01 February 2025
tl;dr Relational data is, contrary to popular belief, characterized not by "tables", but by sets and relational variables (also known as "relvars"), and making use of a relational algebra and predicate calculus to make it easier to do set-oriented operations.
Because most developers come to relational databases via SQL, usually either studied briefly in classes at university or as-necessary to get the work done while on the job, they often don't realize the relational model is much more academic and foundational than the flavor of SQL they've come to use and know. [Date13] 1 and [Fussell] 2 define the relational model as characterized by relation, attribute, tuple, relation value and relation variable.
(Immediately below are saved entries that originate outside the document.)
PR #11278, opened 2026-07-25
fix: stop grouping all signup failures into one sentry issue

mozzius:
Fixes APP-S3WR

[APP-S3WR](https://blueskyweb.sentry.io/issues/6706737577/) ("Signup Flow Error") has 511k events / 100k users because four call sites log the same constant string at error level, so Sentry groups every possible signup failure – expected user errors, user behavior, and genuine bugs – into one unactionable issue. It also sends PII (the raw server error containing the user's email, plus the registration handle) to Sentry.

## Changes

**`useSubmitSignup` catch block** (`src/screens/Signup/state.ts`)
- Expected failures (invalid/taken handle, invalid password, unsupported domain, email already taken, network errors) are now counted via a new `signup:createAccountFailure` metric with a PII-free `reason`, instead of being reported to Sentry.
- Unexpected failures go to Sentry as `Signup: unexpected createAccount failure` with `safeMessage`.
- Classification runs on the **raw** error (typed `ComAtprotoServerCreateAccount` errors + string match for email-taken, which has no typed error). `cleanError` output can't be used for this since it's localized; it's still used for the user-facing error display, which is unchanged.

**Captcha step** (`src/screens/Signup/StepCaptcha/index.tsx`)
- Webview error → own Sentry issue: `Signup: captcha response error`.
- Back-press on the captcha step is user behavior, not an error – replaced `logger.error` with a `signup:captchaBackPress` metric, matching the neighboring captcha metrics.

**Other**
- The captcha-code-missing invariant in `state.ts` keeps error level but gets its own message.
- No more `errorMessage`/`registrationHandle` attached to any of these events.
- New metric events registered in `src/analytics/metrics/types.ts`.

## Test plan

- `pnpm typecheck`, `pnpm lint`, `pnpm prettier` all pass. No existing tests cover these files.
- User-facing behavior is intentionally unchanged: all `setError`/`setStep`/`isLoading` dispatches, including the `isHandleError` routing, are untouched.

### DIFF
--- a/src/analytics/metrics/types.ts
+++ b/src/analytics/metrics/types.ts
@@ -103,6 +103,10 @@ export type Events = {
   }
   'signup:captchaSuccess': {}
   'signup:captchaFailure': {}
+  'signup:captchaBackPress': {}
+  'signup:createAccountFailure': {
+    reason: string
+  }
   'signup:fieldError': {
     field: string
     errorCount: number
--- a/src/screens/Signup/StepCaptcha/index.tsx
+++ b/src/screens/Signup/StepCaptcha/index.tsx
@@ -127,23 +127,17 @@ function StepCaptchaInner({
         value: _(msg`Error receiving captcha response.`),
       })
       ax.metric('signup:captchaFailure', {})
-      logger.error('Signup Flow Error', {
-        registrationHandle: state.handle,
-        error,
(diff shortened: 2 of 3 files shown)


vineyardbovines (approved):
yes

A relation is, at its heart, a truth predicate about the world, a statement of facts (attributes) that provide meaning to the predicate. For example, we may define the relation "PERSON" as {SSN, Name, City}
, which states that "there exists a PERSON with a Social Security Number SSN who lives in City and is called Name". Note that in a relation, attribute ordering is entirely unspecified.
A tuple is a truth statement within the context of a relation, a set of attribute values that match the required set of attributes in the relation, such as "{PERSON SSN='123-45-6789' Name='Catherine Kennedy' City='Seattle'}
". Note that two tuples are considered identical if their relation and attribute values are also identical. (This is in contrast to an object system in which two objects are only identical if they have the same unique identifier--typically a memory address.)
A relation value, then, is a combination of a relation and a set of tuples that match that relation, and a relation variable is, like most variables, a placeholder for a given relation, but can change value over time. Thus, a relation variable People
can be written to hold the relation {PERSON}
, and consist of the relation value
{ {PERSON SSN='123-45-6789' Name='Catherine Kennedy' City='Seattle'},
{PERSON SSN='321-54-9876' Name='Charlotte Neward' City='Redmond'},
{PERSON SSN='213-45-6978' Name='Cathi Gero' City='Redmond'} }
Thanks to our familiarity with tabular storage models, we ofen write this relation variable in a tabular format like so:
SSN | Name | City |
---|---|---|
123-45-6789 | Catherine Kennedy | Seattle |
321-54-9876 | Charlotte Neward | Redmond |
213-45-6978 | Cathi Gero | Redmond |
Keep in mind, however, that in the model itself, the tuple is not exactly a row, and each tuple knows both the name and the value of each of its atoms.
We can then operate against these relation values using using a set of operators (described in some detail in Chapter 7 of [Date04] 3): restrict, project, product, join, divide, union, intersection and difference. We modify People
by using the union binary operator (let's call it +
) on it and a second, unnamed, relation variable containing a single tuple:
People = People + {PERSON SSN='312-54-8796' Name='Ted Neward' City='Redmond'}
After this operation, People
now holds four tuples. Additional operators can be used to create derived relation values, relations that are calculated from other relation values in the database--for example, we can create a relation value that demonstrates the number of people living in individual cities by making use of the project and restrict operators across the People
relation variable defined above.
The other half of relational models is the deep understanding they have of relationships between relational variables.